Copy each line of the entries below that contains the string "policyName".
##### PROVIDED DATA #####
PR #499, opened 2023-09-08
account for probes relating to multiple listeners

laurafitzgerald:
**What**
Account for multiple listeners resulting in more than one probe associate with an ip address/hostname which was the check used to get probes for setting endpoints based on healthy check probes.

The change itself is small.
Adding some additional unit and e2e tests to cover this case as well. 

Relates to https://github.com/Kuadrant/multicluster-gateway-controller/issues/272

### DIFF
--- a/pkg/controllers/dnspolicy/dns_helper.go
+++ b/pkg/controllers/dnspolicy/dns_helper.go
@@ -268,8 +268,9 @@ func (dh *dnsHelper) setEndpoints(ctx context.Context, mcgTarget *dns.MultiClust
 	// count will track whether a new endpoint has been removed.
 	// first newEndpoints are checked based on probe status and removed if unhealthy true and the consecutive failures are greater than the threshold.
 	removedEndpoints := 0
+
 	for i := 0; i < len(newEndpoints); i++ {
-		checkProbes := getProbesForEndpoint(newEndpoints[i], probes)
+		checkProbes := getProbesForEndpoint(newEndpoints[i], probes, mcgTarget.Gateway.Name, string(listener.Name))
 		if len(checkProbes) == 0 {
 			continue
 		}
@@ -453,11 +454,11 @@ func (dh *dnsHelper) getDNSHealthCheckProbes(ctx context.Context, gateway *gatew
 	})
 }
 
-func getProbesForEndpoint(endpoint *v1alpha1.Endpoint, probes []*v1alpha1.DNSHealthCheckProbe) []*v1alpha1.DNSHealthCheckProbe {
+func getProbesForEndpoint(endpoint *v1alpha1.Endpoint, probes []*v1alpha1.DNSHealthCheckProbe, gatewayName, listenerName string) []*v1alpha1.DNSHealthCheckProbe {
 	retProbes := []*v1alpha1.DNSHealthCheckProbe{}
 	for _, probe := range probes {
 		for _, target := range endpoint.Targets {
-			if strings.Contains(probe.Name, target) {
+			if dnsHealthCheckProbeName(target, gatewayName, listenerName) == probe.Name {
 				retProbes = append(retProbes, probe)
 			}
 		}
--- a/test/integration/dnspolicy_controller_test.go
+++ b/test/integration/dnspolicy_controller_test.go
@@ -81,7 +81,7 @@ func testBuildGateway(gwName, gwClassName, hostname, ns, dnspolicy string) *gate
 					Protocol: gatewayv1beta1.HTTPProtocolType,
 				},
 				{
-					Name:     gatewayv1beta1.SectionName(TestWildCardListenerName),
+					Name:     TestWildCardListenerName,
 					Hostname: &wildcardHost,
 					Port:     gatewayv1beta1.PortNumber(80),
 					Protocol: gatewayv1beta1.HTTPProtocolType,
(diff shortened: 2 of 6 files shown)


test/integration/dnspolicy_controller_test.go
```diff
@@ -1220,5 +1220,162 @@ var _ = Describe("DNSPolicy", Ordered, func() {
...
+					Protocol: gatewayv1beta1.HTTPProtocolType,
+				}
+
+				gateway.Spec.Listeners = append(gateway.Spec.Listeners, otherListener)
+				Expect(k8sClient.Update(ctx, gateway)).To(BeNil())
+
+				probeList := &v1alpha1.DNSHealthCheckProbeList{}
+				Eventually(func() error {
+					Expect(k8sClient.List(ctx, probeList, &client.ListOptions{Namespace: testNamespace})).To(BeNil())
+					if len(probeList.Items) != 4 {
```
laurafitzgerald, line 1337: Noting that there are 4 probes here for this test. two addresses, two listeners. previous tests had 2 probes.

test/integration/dnspolicy_controller_test.go
```diff
@@ -1220,5 +1220,162 @@ var _ = Describe("DNSPolicy", Ordered, func() {
...
+						return fmt.Errorf("expected %v probes, got %v", 4, len(probeList.Items))
+					}
+					return nil
+				}, TestTimeoutLong, TestRetryIntervalMedium).Should(BeNil())
+				Expect(len(probeList.Items)).To(Equal(4))
+
+				//
+				Eventually(func() error {
+					getProbe := &v1alpha1.DNSHealthCheckProbe{}
+					if err = k8sClient.Get(ctx, client.ObjectKey{Name: fmt.Sprintf("%s-test-dns-policy-%s", TestAttachedRouteAddressOne, OtherAttachedRouteName), Namespace: testNamespace}, getProbe); err != nil {
```
laurafitzgerald, line 1347: Noting that the probe being set to unhealthy here relates to the other listener/dnsrecord such that the expected endpoints are a full set as this probe doesn't belong to the listener/dnsrecord that's tested at the end of this test.

pkg/controllers/dnspolicy/dns_helper.go
```diff
@@ -453,11 +454,11 @@ func (dh *dnsHelper) getDNSHealthCheckProbes(ctx context.Context, gateway *gatew
 	})
 }
 
-func getProbesForEndpoint(endpoint *v1alpha1.Endpoint, probes []*v1alpha1.DNSHealthCheckProbe) []*v1alpha1.DNSHealthCheckProbe {
+func getProbesForEndpoint(endpoint *v1alpha1.Endpoint, probes []*v1alpha1.DNSHealthCheckProbe, listenerName string) []*v1alpha1.DNSHealthCheckProbe {
 	retProbes := []*v1alpha1.DNSHealthCheckProbe{}
 	for _, probe := range probes {
 		for _, target := range endpoint.Targets {
-			if strings.Contains(probe.Name, target) {
+			if strings.Contains(probe.Name, target) && strings.Contains(probe.Name, listenerName) {
```
sergioifg94, line 461: This looks good, but I wonder if it'd be a good idea to externalise this logic to a separate function, same with the logic that creates the name of the probe when the probes are created. That way if it changes it would be easier to remember to make sure that they match. Wdyt?

laurafitzgerald: Yeah. For sure I can do that. One other thing I considered was adding the listener name to the labels. We have them in annotations but these don't offer the same functionality as labels when it comes to LabelSelector for ListOptions.

sergioifg94: Yeah I think it was me who added these as annotations instead of labels and I kinda regret it

laurafitzgerald: I've kept using the name rather than a rewrite on the annotations/labels for now. Ready for review again if you have some time. 🙏

pkg/controllers/dnspolicy/dns_helper.go
```diff
@@ -268,8 +268,9 @@ func (dh *dnsHelper) setEndpoints(ctx context.Context, mcgTarget *dns.MultiClust
 	// count will track whether a new endpoint has been removed.
 	// first newEndpoints are checked based on probe status and removed if unhealthy true and the consecutive failures are greater than the threshold.
 	removedEndpoints := 0
+
 	for i := 0; i < len(newEndpoints); i++ {
-		checkProbes := getProbesForEndpoint(newEndpoints[i], probes)
+		checkProbes := getProbesForEndpoint(newEndpoints[i], probes, dnsPolicy.Name, string(listener.Name))
```
mikenairn, line 273: Why use the `dnsPoilicy.Name` here? Would gateway  name not make more sense? Would also be more consistent with the DNSRecord naming see https://github.com/Kuadrant/multicluster-gateway-controller/blob/main/pkg/controllers/dnspolicy/dns_helper.go#L402

pkg/controllers/dnspolicy/dns_helper.go
```diff
@@ -453,11 +454,11 @@ func (dh *dnsHelper) getDNSHealthCheckProbes(ctx context.Context, gateway *gatew
 	})
 }
 
-func getProbesForEndpoint(endpoint *v1alpha1.Endpoint, probes []*v1alpha1.DNSHealthCheckProbe) []*v1alpha1.DNSHealthCheckProbe {
+func getProbesForEndpoint(endpoint *v1alpha1.Endpoint, probes []*v1alpha1.DNSHealthCheckProbe, policyName, listenerName string) []*v1alpha1.DNSHealthCheckProbe {
 	retProbes := []*v1alpha1.DNSHealthCheckProbe{}
 	for _, probe := range probes {
 		for _, target := range endpoint.Targets {
-			if strings.Contains(probe.Name, target) {
+			if endpointHealthCheckProbe(target, policyName, listenerName, probe.Name) {
```
mikenairn, line 461: `endpointHealthCheckProbe` seems oddly named, would probably be clearer what is happening if you just did the check for equality here:
```
dnsHealthCheckProbeName(target, policyName, listenerName) == probe.Name
```

pkg/controllers/dnspolicy/dns_helper.go
laurafitzgerald: Yeah nice. Didn't know about that one. I've used the dnsnaming function here now. And gateway name rather than policy name. Changes are pushed.

pkg/controllers/dnspolicy/dns_helper.go
laurafitzgerald: yep. makes sense. addressed in the latest push. 👍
#####
• OUTPUT:
+func getProbesForEndpoint(endpoint *v1alpha1.Endpoint, probes []*v1alpha1.DNSHealthCheckProbe, policyName, listenerName string) []*v1alpha1.DNSHealthCheckProbe {
+			if endpointHealthCheckProbe(target, policyName, listenerName, probe.Name) {
dnsHealthCheckProbeName(target, policyName, listenerName) == probe.Name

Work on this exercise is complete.